Under this scenario, TxGNN exhibited consistent performance improvements over existing models, with AUPRC gains ranging from 0.5% to 59.3% for drug indications and 11.8% to 35.6% for contraindications. Further, a pilot study was conducted with scientists and clinicians. Participants included two pharmacists, five clinicians, and five clinical researchers. They were asked to assess 16 TxGNN predictions, 12 of which were accurate.

Participants’ exploration time, assessment accuracy, and confidence scores for each prediction were recorded. They significantly improved in confidence and accuracy when predictions were provided with explanations. Moreover, in interviews and questionnaires administered post-task, participants reported greater satisfaction with the TxGNN Explainer, with 91.6% of participants agreeing that TxGNN predictions and explanations were valuable.

In contrast, 75% disagreed, relying on TxGNN predictions without explanations.
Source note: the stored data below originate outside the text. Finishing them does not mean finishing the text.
PR #1237, opened 2022-02-03
Fix CI

jdecool:
The CI is red and this PR fix it.

There's 3 problems:
* Thruway docker image (`docker/thruway/Dockerfile`) use `voryx/thruway` which also uses `thruway/client` which is not currently compatible with PHP 8.0. So before the library is compatible, I've fixed the PHP version to 7.4 for this container.
* `docker/Dockerfile` image is executed with PHP 7.4 & 8.0 and use `PEAR` to install some extensions. As `PR` is not fully compatible with PHP 8.0, required dependencies are compiled.
* `enqueue` libraries depends on `thruway/pawl-transport` which depend on `ratchet/pawl` (`^0.3.1`). The 0.3.x version doesn't support `guzzlehttp/psr7` 2.x branch. So we needs to restrict `guzzlehttp/psr7` to `1.x` branch

### DIFF
--- a/docker/Dockerfile
+++ b/docker/Dockerfile
@@ -24,7 +24,9 @@ RUN set -x && \
         php${PHP_VERSION}-curl \
         make \
         g++ \
-        unzip
+        unzip \
+    && \
+    update-alternatives --install /usr/bin/php php /usr/bin/php${PHP_VERSION} 100
 
 ## gearman
 RUN set -x && \
--- a/docker/Dockerfile
+++ b/docker/Dockerfile
@@ -22,13 +22,20 @@ RUN set -x && \
         php${PHP_VERSION}-xml \
         php${PHP_VERSION}-mysql \
         php${PHP_VERSION}-curl \
-        libgearman-dev \
-        php-pear \
         make \
-        unzip \
+        g++ \
+        unzip
+
+## gearman
+RUN set -x && \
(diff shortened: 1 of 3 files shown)


jdecool:
Strange. I've tested it on my fork before and it was green https://github.com/jdecool/enqueue-dev/pull/1/checks

jdecool:
Could you retry the failed job ?

docker/Dockerfile
```diff
@@ -37,16 +46,19 @@ RUN set -x && \
...
-        g++ \
-    && \
     mkdir -p $HOME/librdkafka && \
     cd $HOME/librdkafka && \
     git clone https://github.com/edenhill/librdkafka.git . && \
     git checkout v1.0.0 && \
-    ./configure && make && make install && \
-    pecl install rdkafka && \
+    ./configure && make && make install
+
```
Steveb-p, line 54: Using `pecl install rdkafka-5.0.2` was not working?

Steveb-p (approved):

docker/Dockerfile
jdecool: With PHP 8.x when using `pecl` it produce a PHP warning (`Invalid argument supplied for foreach() in /usr/share/pear/PEAR/...`) that break the image build.

That's why I move it to compile it manually.

makasim:
Thanks!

Next, the team evaluated whether predicted drugs and their explanations align with medical reasoning for the following rare diseases: Kleefstra’s syndrome, Ehlers-Danlos syndrome, and nephrogenic syndrome of inappropriate antidiuresis (NSIAD).

This evaluation protocol included three stages. First, a human expert queried TxGNN to identify potential repurposable drugs. Next, TxGNN Explainer was queried to illustrate why the drug was considered. In the third stage, independent medical evidence was analyzed to verify TxGNN predictions and explanations.

The model identified zolpidem, tretinoin, and amyl nitrite for Kleefstra’s syndrome, Ehlers-Danlos syndrome, and NSIAD, respectively. In all cases, TxGNN explanations were consistent with medical evidence.

Real-world validation through EMRs

The researchers curated a cohort of over 1.2 million adults with at least one drug prescription and disease using electronic medical records (EMRs) from a health system and measured the enrichment of drug-disease co-occurrence. This validation aligns the predictions of TxGNN with real-world clinical use.

Enrichment was estimated as the ratio of odds of using a drug for a disease to those of using it for other diseases. Overall, 619,200 log(odds ratio) [log(OR)] values were derived. TxGNN generated a ranked list of therapeutic candidates for each EMR-phenotyped disease.

Drugs related to the disease were omitted, and the new candidate drugs were classified as top-ranked, top five, top 5%, and bottom 50%. The top-ranked predicted drugs had about 107% higher log(OR) values on average than the mean log(OR) of the bottom 50% predictions, indicating that TxGNN’s predictions align well with off-label prescriptions made by clinicians.

Conclusions

Together, the study developed TxGNN for zero-shot drug repurposing that specifically targets diseases with limited data and therapeutic options. TxGNN consistently outperforms existing methods by offering multi-hop interpretable explanations for its predictions, which enhances trust and usability in clinical workflows. Besides, predicted drugs match human experts’ medical consensus and align with off-label prescription rates in EMRs.

TxGNN’s multi-hop interpretable explanations provide a new level of transparency, fostering trust and enhancing the model’s integration into clinical workflows.